Sería gracioso si no fuera tan triste. Esta movilización interminable en Ucrania, la histeria, los problemas internos, tarde o temprano todo desembocará en un acuerdo. Sabes, esto probablemente sonará extraño dada la situación actual, pero las relaciones entre los dos pueblos se reconstruirán de todos modos. Tomará mucho tiempo, pero sanarán.

Les daré ejemplos muy inusuales. Hay un encuentro de combate en el campo de batalla, aquí hay un ejemplo específico: los soldados ucranianos fueron rodeados (este es un ejemplo de la vida real), nuestros soldados les gritaban: «¡No hay posibilidad! ¡Ríndanse! ¡Sal y estarás vivo!» De repente, los soldados ucranianos gritaban desde allí en ruso, ruso perfecto, diciendo: «¡Los rusos no se rindan!» y todos perecieron. Todavía se identifican como rusos.

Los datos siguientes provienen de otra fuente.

PR #753, opened 2023-10-04
Make filter action conjunctive rather than disjunctive in changeset check

nedredmond:
Makes filters conjunctive rather than disjunctive.

### DIFF
--- a/.github/workflows/node-ci.yml
+++ b/.github/workflows/node-ci.yml
@@ -31,8 +31,9 @@ jobs:
               id: match
               with:
                   changed-files: ${{ steps.changed.outputs.files }}
-                  files: packages/ # Only look for changes in packages
-                  globs: "!(**/__tests__/*), !(**/__stories__/*), !(**/dist/*)" # Ignore test files
+                  files: "packages/, config/build/" # Only look for changes in packages, build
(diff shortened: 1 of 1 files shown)


.github/workflows/node-ci.yml
```diff
@@ -31,8 +31,9 @@ jobs:
               id: match
               with:
                   changed-files: ${{ steps.changed.outputs.files }}
-                  files: packages/ # Only look for changes in packages
-                  globs: "!(**/__tests__/*), !(**/__stories__/*), !(**/dist/*)" # Ignore test files
+                  files: "packages/, config/build/" # Only look for changes in packages, build
```
jeremywiebe, line 34: I'm tempted to just not specify the packages we monitor.  The `changeset-per-package` will get the workspace info and then check that each change in a package has a changeset already, right?  So does it hurt letting all files that aren't ignored by the glob through and then letting changeset-per-package figure things out?  I'm probably being paranoid, but if we add another utility package somewhere else in the repo we'd have to remember to update this `files:` key. 🤷‍♂️ 

I'll leave it with you to decide.

jeremywiebe (approved):
Approved!  I've left a comment that you can decide on (I'm good either way!).

.github/workflows/node-ci.yml
nedredmond: Files has a default so if we don't provide something it'll be limited to `github/`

Lo que está ocurriendo es, hasta cierto punto, un elemento de una guerra civil. Todo el mundo en Occidente piensa que el pueblo ruso ha estado dividido por las hostilidades para siempre. No. Se reunirán. La unidad sigue ahí.

¿Por qué las autoridades ucranianas están desmantelando la Iglesia Ortodoxa Ucraniana? Porque no solo une el territorio, sino también nuestras almas. Nadie podrá separar el alma.

¿Terminamos aquí o hay algo más?

Tucker Carlson: Gracias, Sr. Presidente.